[Saved data entries]
PR #63, opened 2024-03-01
Visible columns

YkdWaWEzVmphR1Z1:


src/tab.rs
```diff
@@ -1689,46 +1738,71 @@ impl Tab {
...
-                    .style(button_style(item.selected, true))
-                    .on_press(Message::Click(Some(i)));
+                let columns_content = visible_columns.iter().filter(|col| col.active).map(|col| {
+                    widget::text(column_text(col.heading))
+                        .width(get_column_width(col.heading))
+                        .into()
+                });
+                columns.extend(columns_content);
+
+                // let row = if condensed {
```
jackpot51, line 1762: The condensed view is important for being able to adapt to small window sizes. Why is it removed here?

leb-kuchen:
I see, wasn't there when i started, but is indeed important.

jackpot51:
Thanks for that! I am talking with the team as we haven't made our designs public yet but we need to match further changes to them. Hopefully we can share something early next week.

**What is being asked**
Provide an exact reproduction of all the entries shown above.

**Expected output**
PR #63, opened 2024-03-01
Visible columns

YkdWaWEzVmphR1Z1:


src/tab.rs
```diff
@@ -1689,46 +1738,71 @@ impl Tab {
...
-                    .style(button_style(item.selected, true))
-                    .on_press(Message::Click(Some(i)));
+                let columns_content = visible_columns.iter().filter(|col| col.active).map(|col| {
+                    widget::text(column_text(col.heading))
+                        .width(get_column_width(col.heading))
+                        .into()
+                });
+                columns.extend(columns_content);
+
+                // let row = if condensed {
```
jackpot51, line 1762: The condensed view is important for being able to adapt to small window sizes. Why is it removed here?

leb-kuchen:
I see, wasn't there when i started, but is indeed important.

jackpot51:
Thanks for that! I am talking with the team as we haven't made our designs public yet but we need to match further changes to them. Hopefully we can share something early next week.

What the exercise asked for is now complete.